Now add Time Travel to the mix. On top of all the creeps of your own time, you've got all the creeps of the future. They know where you live, not to mention where you will be Thursday night. Think about it. Someone might be plotting your death, not for something you've done, but because of something that one day might be done by the as-yet-unconcieved child of your as-yet-unconceived child. They might be lining up a shot right now from that building next door, and you'd never know. Maybe you should go drop the blinds.

Thus is the plight of the Temporal Target.

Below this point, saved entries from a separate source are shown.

PR #154, opened 2026-04-18
fix: preserve provider prefix in Harbor YAML model parsing

### LINKED ISSUE #151: _from_harbor_yaml strips provider prefix from model_name, breaking provider detection
## Bug

`_from_harbor_yaml` in `job.py` naively strips the first `/`-delimited component from `model_name`:

```python
model = agent_cfg.get("model_name", "")
if "/" in model:
    model = model.split("/", 1)[1]
```

This runs **before** `resolve_provider_env()` / `find_provider()`, so provider prefixes like `vllm/` are lost before the provider system ever sees them.

## Example

```yaml
agents:
  - name: pi-acp
    model_name: vllm/Qwen/Qwen3.5-35B-A3B
```

| Stage | Value |
|-------|-------|
| YAML input | `vllm/Qwen/Qwen3.5-35B-A3B` |
| After `_from_harbor_yaml` | `Qwen/Qwen3.5-35B-A3B` (vllm/ lost) |
| `find_provider("Qwen/...")` | `None` — no `qwen/` provider registered |
| `strip_provider_prefix` generic fallback | `Qwen3.5-35B-A3B` (wrong — HF model ID is `Qwen/Qwen3.5-35B-A3B`) |
| `BENCHFLOW_PROVIDER_MODEL` | `Qwen3.5-35B-A3B` (should be `Qwen/Qwen3.5-35B-A3B`) |

vLLM expects the full HuggingFace model ID (`Qwen/Qwen3.5-35B-A3B`), so API calls fail.

## Impact

All vLLM experiments launched via Harbor-format YAML silently get wrong model names and no provider-specific handling. Observed as 0/58 scores on InfiniteBench with pi-acp + vLLM (Qwen3.5-35B-A3B).

## Proposed fix

Remove the stripping in `_from_harbor_yaml`. Let `strip_provider_prefix` (which knows about registered providers) handle prefix stripping downstream:

```python
# Before (broken):
model = agent_cfg.get("model_name", "")
if "/" in model:
    model = model.split("/", 1)[1]

# After (fixed):
model = agent_cfg.get("model_name", "")
```

This is safe for all model formats — `strip_provider_prefix` already handles `anthropic/claude-...`, `openai/gpt-...`, `vllm/Qwen/...`, etc.

EYH0602:
## Summary
- Removed naive `split("/", 1)[1]` in `_from_harbor_yaml` that stripped provider prefixes (e.g. `vllm/`) before the provider system could resolve them
- This caused `vllm/Qwen/Qwen3.5-35B-A3B` to lose both the provider prefix and the HuggingFace org, producing the wrong model ID downstream

## Test plan
- [x] Existing `test_from_harbor_yaml` updated to expect full `anthropic/claude-haiku-4-5-20251001` in `config.model`
- [x] New `test_harbor_yaml_preserves_provider_prefix` covers the vllm multi-slash case (`vllm/Qwen/Qwen3.5-35B-A3B`)
- [x] All 12 yaml config tests pass

Fixes #151

### DIFF
--- a/src/benchflow/job.py
+++ b/src/benchflow/job.py
@@ -283,11 +283,8 @@ class Job:
         agent_cfg = agents[0] if agents else {}
         agent_name = agent_cfg.get("name", DEFAULT_AGENT)
 
-        # Model — Harbor uses "anthropic/model-name" format
-        model = agent_cfg.get("model_name", "")
-        if "/" in model:
-            model = model.split("/", 1)[1]
-        model = model or DEFAULT_MODEL
+        # Model — keep provider prefix intact for downstream resolution
+        model = agent_cfg.get("model_name", "") or DEFAULT_MODEL
 
         # Environment
         env_cfg = raw.get("environment", {})
--- a/tests/test_yaml_config.py
+++ b/tests/test_yaml_config.py
@@ -80,13 +80,32 @@ def test_from_harbor_yaml(harbor_yaml):
     cfg = job._config
 
     assert cfg.agent == "claude-agent-acp"
-    assert cfg.model == "claude-haiku-4-5-20251001"
+    assert cfg.model == "anthropic/claude-haiku-4-5-20251001"
     assert cfg.environment == "daytona"
     assert cfg.concurrency == 8
     assert cfg.retry.max_retries == 1  # n_attempts=2 → max_retries=1
     assert cfg.agent_env.get("ANTHROPIC_API_KEY") == "test-key"
     assert job._tasks_dir == Path("tasks")
     assert job._jobs_dir == Path("output")
+
+
+def test_harbor_yaml_preserves_provider_prefix(tmp_path):
+    """Provider prefix must survive _from_harbor_yaml for downstream resolution."""
+    tasks = tmp_path / "tasks" / "task-a"
+    tasks.mkdir(parents=True)
+    (tasks / "task.toml").write_text('version = "1.0"')
+
+    config = tmp_path / "config.yaml"
+    config.write_text("""
+agents:
+  - name: pi-acp
+    model_name: vllm/Qwen/Qwen3.5-35B-A3B
+datasets:
+  - path: tasks
+""")
+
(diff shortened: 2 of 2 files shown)


EYH0602 (commented):
## Code Review Summary
Reviewed 2 files, 16 lines changed across 3 review aspects (bug detection, test coverage, guidelines compliance).

**No issues found at confidence ≥75. LGTM.**

### Analysis

**Bug Detection:** The new `agent_cfg.get("model_name", "") or DEFAULT_MODEL` correctly handles all edge cases — missing key (returns `""`→default), `None` value (falsy→default), empty string (falsy→default), and prefixed model strings (passed through verbatim). The downstream provider resolution in `providers.py` (`find_provider`, `strip_provider_prefix`) is built to receive prefixed model strings.

**Test Coverage:** The updated assertion in `test_from_harbor_yaml` (line 83) is justified — the fixture input was always `anthropic/claude-haiku-4-5-20251001`, and the old assertion tested the now-removed stripping. The new `test_harbor_yaml_preserves_provider_prefix` covers the distinct multi-slash case (`vllm/Qwen/Qwen3.5-35B-A3B`) from the bug report. The missing-key default is covered by pre-existing `test_from_harbor_yaml_defaults`.

**Guidelines Compliance:** Minimal fix (4 lines removed, 1 added). No new hardcoded paths or special cases. Test update tracks the behavioral change per CLAUDE.md convention. PR is on a feature branch.

### Positive Observations
- Clean, minimal fix — removes complexity rather than adding it
- New test targets the exact failure mode from #151 (multi-segment HuggingFace path)
- Good use of `or` idiom to collapse the fallback logic

xdotli:
@EYH0602 Merged! ✅

**Review summary:** Clean minimal fix — removes naive `/` stripping in `_from_harbor_yaml`, correctly lets `strip_provider_prefix` handle it downstream. No callers depended on the old (stripped) behavior. Tests verified locally (54/54 passed).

Even if only fairly stable people learn the secrets of time travel (which seems unlikely, what with Mad Scientists and the like), you've still got lookey-loos and gawkers, well-intentioned folks with a time machine and a hankering to get a photo of themselves shaking your hand. These folks might show up years before you even do whatever remarkable thing that makes you famous, so they can say "I knew him before he hit it big". Invariably, they'll share a number of insipid "insights" or unneeded encouragement, in hopes of being the one who was your "inspiration". As if you'd have never think to have Hamlet ask "to be or not to be" without their bloody help. It's not like they wrote it, either, they just quoted you your own line, so what are they so damn proud of?

Talk about your slings and arrows of outrageous fortuneā€¦

Sources

Bibliography
1. RPG: Continuum. Within the setting there's a fraternity of time-traveling understudies, professional Temporal Targets. When a famous person buys it before completing their destiny, these Thespians play the part and keep all their dates with history.
2. Campaign: The Short Bus Spanners. Campaign log to a Continuum Campaign that I ran. I used variations on this depiction to drape a haze of moral ambiguity over the first half of the campaign.

Game and Story Use

  • The classic / straight take on this is to make some villain want to alter history by killing some important famous figure. That's far from the only option, however.
  • To take Time Travel in a dark direction, make the PCs a Temporal Target. Someone from the future is out to get them, and they don't have a clue why. The safest response would be to retreat from public life, become a hermit, and be very paranoid.
  • If you like Moral Ambiguity in your game, make a Temporal Target of one of history's villains. Will the players act against a time-traveling cannibalistic serial killer who only eats really bad people? Should they?
  • If the players set their sights on someone, it's probably Adolf Hitler. See Hitlers Time Travel Exemption Act and Godwins Law of Time Travel for the typical results.